THE RECORDS:
%%

PR #8250, opened 2020-04-23
increase engiborg stunprod arm cost

SomeguyManperson:
less than a stunbaton at 1000 but more than a peacekeeper borg's stun attack at 500.
:cl:  
tweak: emagged engiborg stun arm cell cost per use 750 from 30 
/:cl:

### DIFF
--- a/code/game/objects/items/robot/robot_items.dm
+++ b/code/game/objects/items/robot/robot_items.dm
@@ -8,7 +8,7 @@
 /obj/item/borg/stun
 	name = "electrically-charged arm"
 	icon_state = "elecarm"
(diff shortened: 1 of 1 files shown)


Marmio64:
you are doing god's work

Hopekz:
So why shouldn't it be more expensive than a stun baton?
A stun baton is a specialized tool meaning it'll be more efficient and a stunning arm is them pumping power into their arms to stun.

Marmio64:
but, i gotta agree with hopek, stunarm still is too cheap tbh, and should be increased to 1250 power cost. Engiborg already gets selfrepair and shit.

PR #8256, opened 2020-04-24
Removes OD risk on cigars

ToGWtF:
Before : Cohiba Robusto cigar would overdose you 100% of the time if smoked from start to finish

Now : doesn't.

#### Changelog

:cl:  
tweak: Cigars no longer OD
/:cl:

### DIFF
--- a/code/game/objects/items/cigs_lighters.dm
+++ b/code/game/objects/items/cigs_lighters.dm
@@ -400,7 +400,7 @@ CIGARETTE PACKETS ARE IN FANCY.DM
 	icon_off = "cigar2off"
 	smoketime = 600 // 20 minutes
 	chem_volume = 80
-	list_reagents =list(/datum/reagent/drug/nicotine = 40)
+	list_reagents =list(/datum/reagent/drug/nicotine = 35)
 
 /obj/item/clothing/mask/cigarette/cigar/havana
 	name = "premium Havanian cigar"


Hopekz:
I personally like the OD feature.

It didn't feel like something "out of place" since they're supposed to be the strong cigars. 
With this fix it just kind of makes it feel like every other cigar.

ynot01:
sure

ToGWtF:
Well CentCom officers spawn with these cigars, and I think having your inspector you send down having random lung failure 10 minutes in because he didn't know is not a good look. 

Alternative, remove cohibas from smoker trait if they are meant to be special? Spawning with them basically forces you to either
A)keep track of how long youve been smoking one
B)get them made into patches
or C) have a negative mood buff permanently from not smoking/smoking a different brand.

Marmio64:
eheheeheh... yeah i kind of think that cohiba should stay and just have the officer cigar swapped out with havana. People with the smoker negative trait can just disable mood....

Hopekz:
> Well CentCom officers spawn with these cigars, and I think having your inspector you send down having random lung failure 10 minutes in because he didn't know is not a good look.
> 
> Alternative, remove cohibas from smoker trait if they are meant to be special? Spawning with them basically forces you to either
> A)keep track of how long youve been smoking one
> B)get them made into patches
> or C) have a negative mood buff permanently from not smoking/smoking a different brand.

Officers do not spawn with this; only the commander but really it isn't a big deal in that regard as they're only able to be spawned in at the moment via bus.

You can however just remove this cigar spawning in the smoker trait. 
It should be an easy fix while maintaining the reason this cigar became special recently.

alexkar598:
They are stonk, stronk cigars are dangerous, make CC officers not spawn with them if you want but leave the STRONK cigars alone

PR #8252, opened 2020-04-23
ports Titanium Resprite from /tg/

nesisknesis:
https://github.com/tgstation/tgstation/pull/50454

image

#### Changelog

:cl:  Onule
imageadd: Recent changes in the manufacture of titanium sheets introduces a fresh new look! Expect your shuttles to look different.
/:cl:

PR #8259, opened 2020-04-24
Revert "ports Titanium Resprite from /tg/"

JamieD1:
Reverts yogstation13/Yogstation#8252

Clearly there is some controversy over this,

Self merging because "you'll be the judge of that"

Sounds like a shitty way to do community coding.


nesisknesis:
As Art Director I have full authority on the graphic content of the server, the PR was merged because they are a clear improvement.

If you have a problem with how this works, take it up with me or the headcoders.

PR #8265, opened 2020-04-25
Added OmegaStation to vote list

JamieD1:

Adds OmegaStation to vote list

#### Changelog

:cl:  
rscadd: Added Omegastation to vote list
/:cl:

### DIFF
--- a/config/maps.txt
+++ b/config/maps.txt
@@ -24,6 +24,7 @@ endmap
 
 map omegastation
 	maxplayers 35
+	votable
 endmap
 
 map yogsmeta


Hopekz:
Might as well add IceBox since this is a config change so both get knocked out at once with 1 approval

JamieD1:
Thought Icebox crashed a lot? 

Maybe we shouldn't let that one be votable without admins on to reboot.

Hopekz:
> Thought Icebox crashed a lot?
> 
> Maybe we shouldn't let that one be votable without admins on to reboot.

I'm not aware of any crashes at the moment. 
If this is actually true then maybe it is best to leave them out.

@SomeguyManperson ;
Does IceBox crash our server?

alexkar598:
Icebox is still in a beta ish phase atm as far as I am aware

Jarod1200:
Can you make it so if there is more than a certain number of players it's removed from the list? This station is kinda aids with more than like 40 people

JamieD1:
> Can you make it so if there is more than a certain number of players it's removed from the list? This station is kinda aids with more than like 40 people

It has a max player count of 35 I believe.

alexkar598:
Omegastation is a really bad map compared to pubby which is omega but better. I'd rather have the map pool bring quality instead of quantity

MegaEmpirical:
I fucking like omega and want it and it's by player choice

aaqe:
I love this map. Please let us play it on low pop!

Hopekz:
Seeing the support on this; reopening it as it was closed for a weird opinion reason.
We have lowpop on our server which pubby doesn't fulfill. 

If we plan to remove this from the vote rotation we need to remove it entirely because what is the point of keeping the map itself if it'll not be used?

Even on the admin side, you making this not a part of the actual vote forces us to make a weird Janky map vote from scratch which is just awkward to create.

Also; it is a matter of opinion because I personally think pubby is shit compared to omega.

alexkar598:
No.

Hopekz:
Alright well, I won't let 1 opinion stop this without a fair decision seeing as this has support. 
I want an official decision to be made so I guess the council now needs to vote on it since you're turning this "controversial"

Opening right now; do not merge until this gets settled.

MegaEmpirical:
It's definitely not controversial if only one person dislikes it

PR #8840, opened 2020-06-08
Reinforces meth nerf by not improving production

ynot01:

i made this entire pr on my phone

#### Changelog

:cl: 
tweak: Meth production reduced to 4 parts per batch from 5
/:cl:


Hopekz:
I think this change might be a little meaningless.
If you're going to decrease it imo do it more heavily to make some sort of impact otherwise it's basically the same

MenacingManatee:
> I think this change might be a little meaningless.
> If you're going to decrease it imo do it more heavily to make some sort of impact otherwise it's basically the same

Not necessarily the same. Its a minor change to meth itself and will have very little effect, but its a fairly decent nerf to meth grenades. Not sure if that's the intent though

JamieD1 (approved):

PR #8842, opened 2020-06-08
removes an extra word from an examine text

Ktlwjec1:
brr


Takahiru:
this seems seems weird

JamieD1 (approved):

PR #8845, opened 2020-06-08
Makes Luxury Shuttle Good again

JamieD1:
Makes Luxury Shuttle not shit

- Adds ticket booth between coach and first class for hijackers
- Widens coach by one tile and adds chairs
- Adds shuttle brig, free to enter, still costs to get into first class
- Makes it so boarding cost is mentioned when luxury shuttle purchase is announced
- Makes it so shuttle names are announced when they arrive as another warning you need to pay for this one
- Adds interior windows to coach, with shutters operated from first class
- Moves bathroom for shuttle brig
- Changes ticket forcewalls to scanner gates, function the same but buzz and turn red when someone can't pass and turn blue when they do
- Bunch of other aesthetic changes seen below
Makes it so if the change doesn't go into a human's hands, they will be pulling it behind them instead.
- Makes it so change is placed in-hand, slimes aren't told to pull something when they can't and dragged IDs override worn IDs so a bank account is looked for on them instead
- Increased cost to 50000

Old:
image

New:

image

TG Colour scheme, could be switched if preferred.

image
#### Changelog

:cl:  
tweak: Made Luxury shuttle not shit
/:cl:


Hopekz:
Why reverse the entire aesthetic?
This looks like it should be a separate shuttle people that like the luxury shuttle enjoy the previous red + gold theme.

Also the rich get less space here which is weird because the poor are an afterthought of the luxury shuttle now they're being accommodated more even getting seats and space.

Tipy1802:
I like the changes over all but I think the old poor section was better, it was comidically ghetto and shit

overlord12345:
Did you remove the no teleport and are the new walls no longer admin walls?

Ktlwjec1 (changes requested):
Small map things:
- Flip the sink around so it's not facing the wall.
- Plating under the Steerage airlock.
- I suck at explaining so I did an image, move the button to the tile with the blue line, looks neater and makes more sense to be next to the shutters.
image
- As ugly as they look, you're going to need firelocks at least around the table, the bar area and inside all the airlocks.

Alexandria404:
why add chairs

patpol4:
Give the poor people stools not chairs

code/modules/shuttle/special.dm
```diff
@@ -215,7 +215,8 @@
 	var/static/list/check_times = list()
 	var/list/payees = list()
 
-/obj/machinery/scanner_gate/luxury_shuttle/CanPass(atom/movable/mover, turf/target)
+/obj/effect/forcefield/luxury_shuttle/CanAllowThrough(atom/movable/mover, turf/target)
```
JamieD1:
```suggestion
/obj/machinery/scanner_gate/luxury_shuttle/CanAllowThrough(atom/movable/mover, turf/target)
```

code/modules/shuttle/special.dm
```diff
@@ -205,28 +205,62 @@
...
+/obj/machinery/scanner_gate/luxury_shuttle/CanAllowThrough(atom/movable/mover, turf/target)
 	. = ..()
 	if(mover in approved_passengers)
+		set_scanline("scanning", 10)
 		return TRUE
 
 	if(!isliving(mover)) //No stowaways
 		return FALSE
 
+/obj/machinery/scanner_gate/luxury_shuttle/Crossed(atom/movable/AM)
```
alexkar598:
```suggestion
/obj/machinery/scanner_gate/luxury_shuttle/auto_scan(atom/movable/AM)
```

PR #8854, opened 2020-06-09
gives engineers a medkit and toxins kit in the foyer

athena413:
cargo has a first aid kit, science has a toxins kit, sec even has their own small medical bay, why does engineering not at least have a first aid kit

engineers get injured sort of often and also often end up working around radiation, so this would be a very nice quality of life improvement so that they dont have to walk all the way from the engine room to medical to get healed

also pixel shifts the extra pair of mesons as well as the cell charger to make room

image

#### Changelog

:cl:  
rscadd: first aid kits in engi woooooo
tweak: mesons and cell chargers moved slightly to make room
/:cl:

### DIFF
--- a/_maps/map_files/YogStation/YogStation.dmm
+++ b/_maps/map_files/YogStation/YogStation.dmm
@@ -3985,17 +3985,6 @@
 	},
 /turf/open/floor/plasteel,
 /area/security/main)
-"ahN" = (
-/obj/structure/table,
-/obj/machinery/cell_charger,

%%

Scan the material above. Return every line containing the string "personally".

RESPONSE BELOW:
I personally like the OD feature.
Also; it is a matter of opinion because I personally think pubby is shit compared to omega.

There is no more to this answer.